“A unit of study in writing is not unlike a unit of study in science or social studies. It is a line of inquiry – a road of curriculum a trail of teaching, an excursion of knowing something about writing. It is some big thing that you and your class are digging into over time.” – Isoke Nia
In the previous blog on an inquiry stance in the reading workshop, we discussed how students could read in a genre and record what they noticed in the writing which might be about genre or craft. These noticings not only deepen their understandings as readers, but also develop students’ abilities to read like writer, to bring to their own writing their understandings of what they have seen other authors do that they have found powerful. For instance, students might have noticed in a study of memoir in the reading workshop that authors not only write about an experience that is important to them, but also recount why it was significant, what they learned or felt. Inquiring into characteristics of memoir as they read them provides a foundation of knowledge that they can then bring to their own writing of memoir. As readers, students have experienced the power of writers sharing their thoughts and emotions related to an incident so they carry over that knowledge to include their emotions or thinking in the writing of their own memoir.
An inquiry approach to genre study repositions curriculum as the outcome of instruction rather than as the starting point. (Ray, 2006)
Similarly, in a study of feature articles the teacher might have conducted an open inquiry in which students were asked what they were noticing as they experienced feature articles through interactive read-aloud and their independently reading. The teacher might have also conducted a guided inquiry in which she asks students to analyze the different ways feature articles are structured. The information from this inquiry becomes vital to purposeful decisions students will make in the writing workshop. They will have learned different possibilities of how writers structured their feature articles so that they can be intentional in choosing a structure that will best fit the meaning and purpose of the article they are developing. Similarly students can inquire as to how pieces they admire are crafted and use that to inform their own writing.
When I think about an inquiry stance, I always feel like this reason alone – inquiry teaches students to read and think like writers – is reason enough to teach from this stance as often as possible. (Ray, 2006)

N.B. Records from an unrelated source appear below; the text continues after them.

PR #54302, opened 2026-08-25
tt_transformers: declare scheduler-driven chunked prefill for llama, qwen and mistral

viktorpusTT:
Enables vLLM scheduler-driven chunked prefill for the `tt_transformers`
full-attention text bridges.

Depends on [#54435](https://github.com/tenstorrent/tt-metal/pull/54435) (merged), which
owns the resume-offset alignment and the resumed-prefill trace warmup this needs.
That has merged (`0acbde02e3b`); this branch is rebased onto current `main`
(`ee7c625d0a2`).

Pairs with
[tenstorrent/vllm-tt-plugin#79](https://github.com/tenstorrent/vllm-tt-plugin/pull/79),
which consumes the capability this declares; the two must land together (this one first, plugin second).

Implements the tt-metal half of
[vllm-tt-plugin#74](https://github.com/tenstorrent/vllm-tt-plugin/issues/74).

## What this enables

`LlamaForCausalLM`, `QwenForCausalLM` (Qwen2 and Qwen3) and `MistralForCausalLM`
declare `supports_chunked_prefill`, so one prompt may be prefilled across several
engine steps instead of occupying a whole step. Gemma 4 moves onto the same
capability so the plugin can delete its hardcoded `model_type` allowlist.

Not to be confused with generator-internal chunking (`max_prefill_chunk_size`),
which splits a long prompt inside a single `prefill_forward_*` call. This is the
scheduler splitting one prompt across engine steps, so the generator has to
accept a nonzero `start_pos`. Both enter the same branch in
`prefill_forward_single_user_text`, which is why these bridges need no new
prefill code. Open tt-metal PRs that mention "chunked prefill" for Kimi, GLM,
DeepSeek or Minimax are that generator-internal path, not this.

## Why the declaration is small

The hard part is not the declaration, it is that a resume offset must be a
multiple of both the paged KV `block_size` and the `q_chunk_size` the model's
chunked-SDPA program was built with, and the op reads the wrong prefix rather
than raising when it is not. The vLLM scheduler satisfies neither: `num_new_tokens`
comes straight out of the remaining token budget, so any step where several
prefills share the budget produces arbitrary values.

That correction is not specific to chunked prefill. Automatic prefix caching
already produced offsets the traced SDPA could not honour, so it is a live
wrong-answer bug on `main` today, independent of anything here. It is therefore
[#54435](https://github.com/tenstorrent/tt-metal/pull/54435)'s subject, together
with the resumed-prefill trace warmup that keeps the traces those replays need
from being allocated at serving time. This PR carries only what is genuinely new:

- `models/tt_transformers/tt/generator_vllm.py` - declare
  `supports_chunked_prefill` on the three text bridges. The Galaxy bridges are
  separate classes and are untouched.
- `models/demos/gemma4/tt/generator_vllm.py` - the same key on
  `Gemma4ForCausalLM.model_capabilities`, which is the class the plugin resolves.
  `Gemma4Generator` in `models/demos/gemma4/tt/generator.py` is the demo path, has
  no vLLM scheduler and is left alone. Both classes already declare
  `resumed_prefill_token_alignment: SDPA_CHUNK_ALIGN` for #54435, and both
  override `warmup_model_prefill` without calling `super()`, so declaring this
  does not reach the resumed warmup sweep.
- `models/common/model_capabilities.py`: document the `model_capabilities`
  contract the plugin reads. An absent key means False, a subclass dict
  replaces rather than merges, and the plugin snapshots the class attribute
  during `check_and_update_config` before any generator instance exists.
  Instance rebinding (Gemma 4 does this for `supports_async_decode` and
  `supports_sample_on_device`) does not reach the scheduler. The key list
  includes `output_tokens_per_step` and `accepts_trace_mode`.
- `models/demos/gemma4/tt/generator_vllm.py`: comments on the instance-level
  capability merges now match that snapshot rule. PLI still needs
  `GEMMA4_SUPPORTS_ASYNC_DECODE=0` to disable `async_scheduling`.
- CI: a T3K Llama leg that serves with a token budget far below the prompt
  length. It keeps `--async-scheduling` (the runner's async path is decode-only,
  so it does not touch chunked prefill) and sets `sample_on_device_mode: "all"`,
  which is the only way the runner's host-sampling fallback for mid-prompt rows
  is reached. The step first checks the resolved budget in the server log,
  because the device tests cannot confirm the feature is on for themselves.
  A missing `max_num_batched_tokens=` field now reaches the comparison and
  prints both values instead of exiting under `pipefail` with no message.
  Default `chunked-prefill-test-timeout` is 15 minutes.

There is no per-model alignment declaration for `tt_transformers`. #54435 derives
the `q_chunk_size` from the model's own `get_attn_sdpa_program_config` per padded
suffix length, so a short resumed span keeps its 64-token alignment instead of
being rounded to 256. An earlier revision of this PR declared a flat 256 in
`model_capabilities` and had the plugin round the token budget to it; both are
gone, because the value is not a constant and the plugin has no use for it.

## Validation

T3K, Llama-3.1-8B-Instruct, `--max-num-batched-tokens 2048 --max_model_len 32768
--async-scheduling`, `sample_on_device_mode: "all"`.

The discriminating measurement is four ~2K-token prompts issued concurrently,
each carrying its own passphrase and asked to repeat it. Twenty samples:

| resume offsets floored to | recall |
|---|---|
| chunked prefill off | 20/20 |
| `block_size` (64) only | 10/20 |
| `lcm(block_size, q_chunk_size)` | 20/20 |

Solo prefills pass in every configuration, so this only shows up once several
prefills share a step. Removing the floor entirely does not degrade output, it
kills the engine: `TT_FATAL @ tensor_apis.cpp:157 host_tensor.logical_shape() ==
device_tensor.logical_shape()`.

Also on device (pre-rebase head of this branch; the four commits here are
unchanged):

- Plugin host suite: 343 passed locally. After the rebase onto current plugin
  `main`, GitHub `unit-tests` (3.10 and 3.12, `pytest tests --ignore=tests/tt`)
  passed on [vllm-tt-plugin#79](https://github.com/tenstorrent/vllm-tt-plugin/pull/79).
- Plugin `tests/tt/test_chunked_prefill.py`: three cases (solo budget-sized
  split, 3x-budget span that pins `q_chunk_size=256`, concurrent ragged
  remainder). The T3K chunked-prefill CI leg runs all three.
- `tests/tt` with the T3K leg's `-k` filter: 42 passed, 1 skipped. Unfiltered,
  11 failed with chunked prefill on against 12 with it off, same families
  (`TestSeedingAndVariety`, `*_mixed_batch`) that
  [vllm-tt-plugin#77](https://github.com/tenstorrent/vllm-tt-plugin/pull/77)
  rewrites and the T3K leg already excludes.
- A 4200-word prompt whose middle chunk is a full 2048-token resumed span: 6/6.
- `vllm bench serve`, 8 x 4096-token prompts at concurrency 4: 8/8, mean TTFT
  1393 ms, mean ITL 35 ms.

Full `vLLM Model Tests`: https://github.com/tenstorrent/tt-metal/actions/runs/33627798946

- `Llama-3.1-8B-Instruct (chunked prefill) [wh_llmbox]` passed, including the
  server-log budget gate and the three device tests.
- Gemma 4 E2B, the other Llama 8B llmbox legs, and Qwen2.5-VL-72B passed.
- `Qwen3-VL-32B-Instruct` structured-output `correct_rate` 0% is not this PR.
  Chunked prefill stayed off (`Qwen3VLForConditionalGeneration` does not declare
  the capability). The same job already failed at 71.875% on the 31 Aug nightly
  (plugin `main`). Grammar was applied; decode quality under sampling is flaky.
- `Qwen3.6-27B (multimodal B=1)` server-ready timeout is not extra warmup.
  Chunked prefill stayed off. Nightly became ready at 1560 s / 1800 s; this host
  spent ~29 min loading 64 transformer layers and hit the 30 min cap three
  seconds into the same decode warmup nightly always runs. The sibling
  `batch=8` leg (`server-timeout: 35`) passed.
- Remaining reds (GPT-OSS, Galaxy sampling, Gemma4-31B verify) match existing
  matrix noise; Galaxy generators do not declare this capability.

The unit coverage for resume-offset alignment lives in
`models/common/tests/test_resume_offset_alignment.py`, merged with #54435.

## Known limitations

**Gemma 4 above `max_num_seqs 1` is unsound for a separate reason.** Its
sliding-window layers keep a rolling K/V tail in a single per-layer attribute
that is not keyed by request and is reset whenever any request starts at offset
0, so concurrent prefills clobber each other. This PR neither causes nor fixes
that; Gemma 4 is enabled here exactly as it was under the allowlist. Filed
separately.

**Qwen and Mistral have no device validation.** They share the tt_transformers
generator and SDPA configuration with Llama, so the Llama result is strong
evidence, but neither model's weights were available on the box used here.

**Prefix-cache hits below the alignment are recomputed.** That is #54435's
behaviour, not a change here. The Llama prefix-caching CI leg passes.

## Not duplicating

`gh pr list --repo tenstorrent/tt-metal --state open --search "chunked prefill"`
hits generator-internal prefill work (Kimi, GLM, DeepSeek, Minimax). None of
those declare `supports_chunked_prefill` on the vLLM `tt_transformers` bridges
or add the T3K Llama scheduler-split CI leg.

## AI assistance

Written with AI assistance (Claude, then Cursor Grok 4.6). Every line is to be
reviewed and defended by the human submitter.

### CI Status

- [](https://github.com/tenstorrent/tt-metal/actions/workflows/sanity-tests.yaml?query=branch:viktorpus/chunked-prefill-tt-transformers)
- [](https://github.com/tenstorrent/tt-metal/actions/workflows/runtime-sanity-tests.yaml?query=branch:viktorpus/chunked-prefill-tt-transformers)
- [](https://github.com/tenstorrent/tt-metal/actions/workflows/tt-metal-l2-nightly.yaml?query=branch:viktorpus/chunked-prefill-tt-transformers)
- [](https://github.com/tenstorrent/tt-metal/actions/workflows/all-model-tests.yaml?query=branch:viktorpus/chunked-prefill-tt-transformers)
- [](https://github.com/tenstorrent/tt-metal/actions/workflows/pipeline-select.yaml?query=branch:viktorpus/chunked-prefill-tt-transformers)
- [](https://github.com/tenstorrent/tt-metal/actions/workflows/pipeline-select-t3k.yaml?query=branch:viktorpus/chunked-prefill-tt-transformers)
- [](https://github.com/tenstorrent/tt-metal/actions/workflows/pipeline-select-galaxy.yaml?query=branch:viktorpus/chunked-prefill-tt-transformers)

### DIFF
--- a/.github/time_budget.yaml
+++ b/.github/time_budget.yaml
@@ -425,7 +425,7 @@ models:
   vllm:
     wh_galaxy_perf: 430
     bh_quietbox_2: 310
-    wh_llmbox: 297
+    wh_llmbox: 342
     bh_loudbox: 75
     wh_n150: 65
 umd:
--- a/.github/workflows/vllm-model-tests-impl.yaml
+++ b/.github/workflows/vllm-model-tests-impl.yaml
@@ -659,7 +659,7 @@ jobs:
               exit 1
             fi
             RESOLVED=$(grep "$EXPECTED" "${FILE_SERVER_LOG}" | tail -1 \
-              | grep -o "max_num_batched_tokens=[0-9]\+" | cut -d= -f2)
+              | grep -o "max_num_batched_tokens=[0-9]\+" | cut -d= -f2 || true)
             if [ "$RESOLVED" != "$BUDGET" ]; then
               echo "❌ server resolved max_num_batched_tokens=$RESOLVED, tests were told $BUDGET"
               exit 1
--- a/.github/workflows/vllm-model-tests-impl.yaml
+++ b/.github/workflows/vllm-model-tests-impl.yaml
@@ -139,6 +139,7 @@ jobs:
       FILE_BENCHMARK_STRUCTURED_OUTPUT_LOG: "./output/vllm_benchmark_structured_output.log"
       FILE_MULTIMODAL_TEST_LOG: "./output/vllm_multimodal_test.log"
       FILE_SAMPLING_TESTS_LOG: "./output/vllm_sampling_tests.log"
+      FILE_CHUNKED_PREFILL_TESTS_LOG: "./output/vllm_chunked_prefill_tests.log"
     container:
       image: ${{ inputs.docker-image }}
       env:
@@ -162,6 +163,7 @@ jobs:
         FILE_BENCHMARK_STRUCTURED_OUTPUT_LOG: "./output/vllm_benchmark_structured_output.log"
         FILE_MULTIMODAL_TEST_LOG: "./output/vllm_multimodal_test.log"
         FILE_SAMPLING_TESTS_LOG: "./output/vllm_sampling_tests.log"
+        FILE_CHUNKED_PREFILL_TESTS_LOG: "./output/vllm_chunked_prefill_tests.log"
         FILE_COHERENCE_TEST_LOG: "./output/vllm_coherence_test.log"
       volumes:
         - ${{ github.workspace }}/docker-job:/work # Subdir to workaround https://github.com/actions/runner/issues/691
@@ -638,6 +640,36 @@ jobs:
             else
               pytest "${PLUGIN_DIR}/tests/tt" -v --tt-server-url=http://localhost:8000 --tt-model-name=${{ matrix.test-group.model }}
             fi
+
+      - name: 🧪 Run chunked prefill tests
+        if: ${{ matrix.test-group.chunked-prefill-budget }}
+        timeout-minutes: ${{ matrix.test-group.chunked-prefill-test-timeout || 15 }}
+        uses: ./docker-job/.github/actions/run-with-log
+        with:
+          log-file: ${{ env.FILE_CHUNKED_PREFILL_TESTS_LOG }}
+          run: |
+            # Confirm the server really has the feature on at this budget before
+            # trusting the tests. Without this they would pass against a server that
+            # silently disabled chunked prefill, e.g. one whose model class does
+            # not declare the capability.
+            BUDGET=${{ matrix.test-group.chunked-prefill-budget }}
+            EXPECTED="Chunked prefill enabled"
+            if ! grep -q "$EXPECTED" "${FILE_SERVER_LOG}"; then
+              echo "❌ server log has no '$EXPECTED' line, so chunked prefill is not active"
+              exit 1
+            fi
+            RESOLVED=$(grep "$EXPECTED" "${FILE_SERVER_LOG}" | tail -1 \
+              | grep -o "max_num_batched_tokens=[0-9]\+" | cut -d= -f2)
+            if [ "$RESOLVED" != "$BUDGET" ]; then
+              echo "❌ server resolved max_num_batched_tokens=$RESOLVED, tests were told $BUDGET"
+              exit 1
+            fi
+            echo "✅ chunked prefill active at max_num_batched_tokens=$RESOLVED"
+
+            pytest "${PLUGIN_DIR}/tests/tt/test_chunked_prefill.py" -v \
+              --tt-server-url=http://localhost:8000 \
+              --tt-model-name=${{ matrix.test-group.model }} \
+              --tt-chunked-prefill-budget="$BUDGET"
 
       - name: 🧹 Cleanup server process
         if: always()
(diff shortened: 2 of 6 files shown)


tdowdallTT (approved):

mtairum (approved):
LGTM.

Thanks for running CI and validating!

gwangTT (approved):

Another aspect of inquiry in the writing workshop has to do with self-reflection. In thinking about good characteristics of writing Carl Anderson has said that meaning is the most important trait. Our writing is strong and purposeful if we have a clear understanding of what we want to communicate to our reader so that we can find effective ways to do that in our writing. Asking ourselves, “Why am I writing this piece?” or “What is it I want my reader to know?” helps us as writers clarify our purpose and what it is we want to communicate. It can even be helpful to you’re your students write down what they are really trying to have their readers understand so that it can not only guide their first drafts but also inform the revision process as well.
The inquiry stance used in the reading and writing workshop carries over in exciting ways to poetry as well. We will explore that soon!
Ray, K.W. (2006). Exploring inquiry as a teaching stance in the writing workshop. Language Arts, 83, 238-247.